Billions blown on the great UK wind farms rip-off

 

Wind farms have had a lot of subsidy over the last couple of decades, and the total cost is rising by billions every year

Nevertheless, the industry is keen to have much more, and was reportedly putting pressure on Jeremy Hunt to deliver the goods in his Budget last week.

Having failed to make any headway, it is not letting up in the aftermath either.

Doing so does rather put the kibosh on the picture which has been painted for the last six years of an industry which has delivered one technological breakthrough after another, with the result that costs have fallen through the floor.

This, it seems, was a case of spokespersons being more than a little economical with the actualitéThe truth is that costs are rising steadily as experiments with larger turbines and, for offshore units, deeper waters fail to deliver.

If the Green Blob does win further concessions from the Chancellor, it will be a travesty. The industry is already awash with government largesse. Not enough to hide the catastrophic economic fundamentals entirely, it’s true, but nobody can say that the taxpayer and electricity consumer have not been extremely generous.
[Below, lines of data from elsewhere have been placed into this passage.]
PR #2212, opened 2016-09-13
Fix logic for determining child active state

### LINKED ISSUE #2201: 0.30.3 breaks react-router-bootstrap LinkContainers inside NavDropdown
I have `<LinkContainer>` elements under `<NavDropdown>`s. When I updated to 0.30.3, the `<LinkContainers>`s will have `active={false}` props passed on them. This breaks them because they will never show up as active now.

Rolling back to 0.30.2 fixes the problem.

taion:
Fixes #2201

### DIFF
--- a/docs/src/SubNav.js
+++ b/docs/src/SubNav.js
@@ -52,10 +52,10 @@ class SubNav extends React.Component {
       return true;
     }
 
-    if (props.children) {
-      return ValidComponentChildren.some(props.children, child => (
-        this.isActive(child, activeKey, activeHref)
-      ));
+    if (ValidComponentChildren.some(props.children, (child) => (
+      this.isActive(child, activeKey, activeHref)
+    ))) {
+      return true;
     }
 
     return props.active;
--- a/src/NavDropdown.js
+++ b/src/NavDropdown.js
@@ -30,10 +30,10 @@ class NavDropdown extends React.Component {
       return true;
     }
 
-    if (props.children) {
-      return ValidComponentChildren.some(props.children, child => (
-        this.isActive(child, activeKey, activeHref)
-      ));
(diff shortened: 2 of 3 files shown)


jquense:
Wait what's wrong with `some` here?

jquense:
also what is the deal with  CI recently

taion:
That `some` call will return `false` if all the `children` have `props.active === undefined`.

docs/src/SubNav.js
```diff
@@ -53,9 +53,16 @@ class SubNav extends React.Component {
...
-        this.isActive(child, activeKey, activeHref)
-      ));
+      let active;
+      ValidComponentChildren.forEach(props.children, (child) => {
+        if (active === undefined) {
+          active = this.isActive(child, activeKey, activeHref);
+        }
+      });
+
+      if (active !== undefined) {
```
jquense: if you already have this check maybe use `some` above? that or just add a note to the nuance of this. it wasn't obvious to me why this was needed, re: undefined vs false

taion: I'm not sure what you mean – how would I use `some`?

taion: The issue is that `[undefined].some(Boolean)` is `false`.

jquense: you can use to check if any child is active is so return true otherwise undefined? seems like all you need is the if block guarding against returning false right?

taion: I want the first defined value if there is one. If any child has active false, this function should return false.

taion: Oh, actually, I see what you mean. I don't actually need that.

taion:
Updated.

jquense:
lgtm

PR #2229, opened 2016-09-22
Allow setting carousel interval option to false

eddies:
According to the [docs](http://getbootstrap.com/javascript/#carousel-options), the `interval` option for Carousel can be a number or `false`. If false, "...carousel will not automatically cycle".

However, interval is currently set to `React.PropTypes.number`, preventing the user from setting interval to false.

This PR sets interval to `React.PropTypes.oneOfType([React.PropTypes.number, React.PropTypes.bool])`, and adds a test confirming that interval can be set to false.

### DIFF
--- a/src/Carousel.js
+++ b/src/Carousel.js
@@ -16,7 +16,7 @@ import ValidComponentChildren from './utils/ValidComponentChildren';
 const propTypes = {
   slide: React.PropTypes.bool,
   indicators: React.PropTypes.bool,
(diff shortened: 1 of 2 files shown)


taion:
I think you're just supposed to set it to `null` here.

eddies:
@taion ah, `null` works. It's a slight mismatch w/ the Bootstrap docs I linked to, but works for me.

PR #2241, opened 2016-09-30
use RCW disabled to avoid unnecessary unmount

jquense:


jquense:
can we kill this version eye thing??

taion:
I deleted the web hook... let's see if that works.

saxicek:
This change broke preact compatibility. Not sure why but 0.30.3 DropdownMenu works in preact while 0.30.4 does not.

taion:
0.30.4 is broken; it was untagged and the current release is 0.30.5.

ngduc:
@saxicek just curious if the latest version works with Preact?

saxicek:
@ngduc Tested with react-bootstrap@0.30.7, preact@7.1.0 and preact-compat@3.13.0 and it still does not work. Also tried with 0.30.3 which does not work either so now I am not sure what causes the issue.

My test is described at https://github.com/developit/preact-compat/issues/146 if you want to replicate and dive deeper.

jquense:
this definitely works with React, because we have behavior depending on the components saying mounted. Not sure about Preact, but there isn't much we can do on that front.

saxicek:
Yes, I can confirm it works with React. I was only discussing preact-compat compatibility where dropdown menu does not work.

jquense:
sure :) just wanted to add that i don't think we had a regression somewhere, so soundly in Preacts compat layer

PR #2242, opened 2016-09-30
let initial click propagate through before changing visibility

jquense:


jquense:
I think this makes more sense here then in the RCW itself

jquense:
dang tests

taion:
What's the specific issue here? Do the dropdowns not open any more, or do they not close any more?

jquense:
they don't open, because the `open` is pushed to the Menu before the click event triggering it bubbles up to the document. So the RCW sees the click and toggles it to closed immediately

test/DropdownButtonSpec.js
```diff
@@ -122,11 +129,13 @@ describe('<DropdownButton>', () => {
     const node = ReactDOM.findDOMNode(instance);
 
     const buttonNode = ReactTestUtils.findRenderedDOMComponentWithTag(instance, 'BUTTON');
-    ReactTestUtils.Simulate.click(buttonNode);
+    await simulateClick(buttonNode);
```
jquense: this feels like the best example of async/await being awesome :P

jquense:
does this seem reasonable? I want get a fixed release out before folks start complaining. If we need to bikeshed more I can just revert the other PR as well

taion:
Give me a sec.

jquense:
fixed lower down in react-overlays 👍

PR #2244, opened 2016-09-30
Remove unnecessary noWrap

taion:


taion:
Should be good to go now.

Money is still pumped into the hands of investors from the Renewables Obligation – billions every year – and while the Contracts for Difference (CfD) scheme went into (much trumpeted) reverse last year, so that generators paid back into the system, normal service has been resumed since Christmas, and you the public have contributed a not-inconsiderable £100million or so already this year.

The CfD system has a rather natty hidden subsidy as well, because all the contracts are inflation-linked, so that wind-farm income goes up every year, even though most of the costs are capital and therefore not subject to inflation.
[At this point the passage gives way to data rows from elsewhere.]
Issue #1587, opened 2016-01-05
Add support for checkbox/radio buttons


richardscarrott:
i.e. http://getbootstrap.com/javascript/#buttons-checkbox-radio

taion:
Why don't you try looking at our docs before asking this kind of question on the issue tracker...

taion:
Oh, I see - this is different. My bad. I don't believe we have this.

egeriis:
I would like this too. Open to PR?

taion:
Always.

konung:
@taion Ha - Looked through the issues but missed this one. thanks for merging. 

@egeriis @richardscarrott  - gentleman - have you had any luck with this?

egeriis:
@konung Yes, we've had some luck. We've build the component, but didn't get to do a PR yet. Will take a look at this moment :)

That was a clever rip-off of the consumer by Whitehall, wasn’t it?

The CfD payments are also uplifted each year in line with increased charges for balancing the grid. These costs have soared as grid managers struggle to deal with the chaos delivered by gigawatt after gigawatt of unreliable renewables joining the system.
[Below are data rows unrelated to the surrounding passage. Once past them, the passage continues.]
PR #6305, opened 2022-04-14
fix(TabPane): Omit Transition when prop is false

headdu:
While using tabs I hit a small issue:

When passing the prop `transition={false}` to Tabs/TabPanes the `fade` class was always applied thus there's always a fade animation when we change Tabs.

I was able to reproduce this using the latest version of the lib and made a [codesandbox](https://codesandbox.io/s/quirky-torvalds-21wjbz)

### DIFF
--- a/www/src/examples/Tabs/NoAnimation.js
+++ b/www/src/examples/Tabs/NoAnimation.js
@@ -4,10 +4,10 @@
   id="noanim-tab-example"
   className="mb-3"
 >
-  <Tab eventKey="home" title="Home">
+  <Tab eventKey="home" title="Home" transition={false}>
     <Sonnet />
   </Tab>
-  <Tab eventKey="profile" title="Profile">
+  <Tab eventKey="profile" title="Profile" transition={false}>
     <Sonnet />
   </Tab>
   <Tab eventKey="contact" title="Contact" disabled>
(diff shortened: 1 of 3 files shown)


kyletsang:
Thanks for the PR.  I believe the issue here is that `getTabTransitionComponent` should actually return a different transition component rather than `undefined` because this ends up defaulting to `Fade` in the `TabPane`:
https://github.com/react-bootstrap/react-bootstrap/blob/e32c53d9001e07f5685c701a41f0c0b7d5a39cca/src/TabPane.tsx#L121

The change should be made here:
https://github.com/react-bootstrap/react-bootstrap/blob/master/src/getTabTransitionComponent.ts

Add

```
import NoopTransition from '@restart/ui/NoopTransition';
```

then replace line 9 with

```
return transition ? Fade : NoopTransition;
```

See if this works out

headdu:
Thank you for the pointers.

I did the changes you suggested and that seems to have done it as well 👍

www/src/examples/Tabs/NoAnimation.js
```diff
@@ -4,10 +4,10 @@
   id="noanim-tab-example"
   className="mb-3"
 >
-  <Tab eventKey="home" title="Home">
+  <Tab eventKey="home" title="Home" transition={false}>
```
kyletsang, line 7: The changes in this file can be reverted.  The tab panes will inherit the transition prop from the parent

headdu: Done!

kyletsang (approved):

kyletsang:
Thanks!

Do you see what is happening? The wind farms cause the trouble, but they are exempted from the costs. It’s as though someone throws litter all over their back garden and then charges the neighbours to tidy it up.

Similarly, the cost of upgrading the transmission grid to get wind-farm electricity to market is socialised. Although offshore wind farms have to pay to get their electricity ashore, the cost of upgrading the network to get power from, say, rural Aberdeenshire to the West Midlands is socialised too. Another hidden subsidy!

Many of us have heard about the so-called ‘constraint payments’ which wind farms receive when power cannot be delivered because the wires can’t take the load.

These are commonly held to be a payment to ‘switch off’ but this isn’t necessarily true, and herein lies another way to loot the consumer’s purse.

If the wind farm can deliver power through a private wire to a battery, say, it can take the constraint payment, tuck the power away, and then sell it back to the grid in times of shortage for a huge profit.

Double payment for the same electricity!

No doubt the bright sparks in Whitehall had to think long and hard to come up with that particular wheeze.

And finally, in case you were thinking that it would be nice to claw some of this money back in some way, perhaps through a windfall tax, be aware that CfD contracts have a clause which effectively exempts them from any tax rises at all.

As you can see, renewables are already an extraordinary rip-off. The scale of the looting is thoroughly depressing.

But there is little sign of anything changing soon. There is simply too much money to be made.